In this quickstart, you can use Conda to easily create a development environment and download necessary packages. This is only needed if you choose to follow the last section for using Spark to read Snowflake-managed Iceberg Tables. This is not required to create or use Iceberg Tables on Snowflake. Here are instructions for installing Conda:
Either download this file, or create a file named environment.yml with the following contents.
name: iceberg-cortex-demo
channels:
- conda-forge
dependencies:
- findspark=2.0.1
- jupyter=1.0.0
- pyspark=3.5.0
- openjdk=11.0.13
- python=3.11.6
- python-dotenv
- snowflake-snowpark-python
To create the environment needed, run the following in your shell.
conda env create -f environment.yml
From your terminal, run the following commands to activate the virtual environment you created in the setup, and open jupyter notebooks.
conda activate iceberg-cortex-demo
jupyter notebook
Download the spark.ipynb notebook here and .env file here in the same directory. Update the values in the .env file for your setup, then open the notebook with Jupyter.

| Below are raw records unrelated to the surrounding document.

PR #5734, opened 2024-01-28
fix(bash): improve integration with bash-preexec

davidkna:
#### Description

1. For bash-preexec detection, a check for the official `bash_preexec_imported` variable in addition to the private `__bp_imported` for prior versions (see https://github.com/rcaloras/bash-preexec/issues/146 and https://github.com/starship/starship/issues/5686) I also removed the check for the explicit value `defined` since that matches the official sample check more strongly.
2. Always use `BP_PIPESTATUS` if its length is greater than 0, because the value of `PIPESTATUS` could be unpredictable (https://github.com/starship/starship/pull/4902#discussion_r1456513201).

#### Motivation and Context

Closes #

#### Checklist:


andytom (approved):

davidkna:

Update and run the cells that are applicable to the cloud in which your Snowflake account is located.
To delete all of the objects created in this guide, you can drop the database, warehouse, and external volume.
DROP DATABASE demo;
DROP WAREHOUSE demo_wh;
DROP EXTERNAL VOLUME s3_vol;
To delete the Conda environment, run the following in your shell.
conda deactivate
conda remove -n iceberg-cortex-demo --all
Congratulations! You've successfully augmented an Iceberg open data lakehouse on Snowflake with Cortex.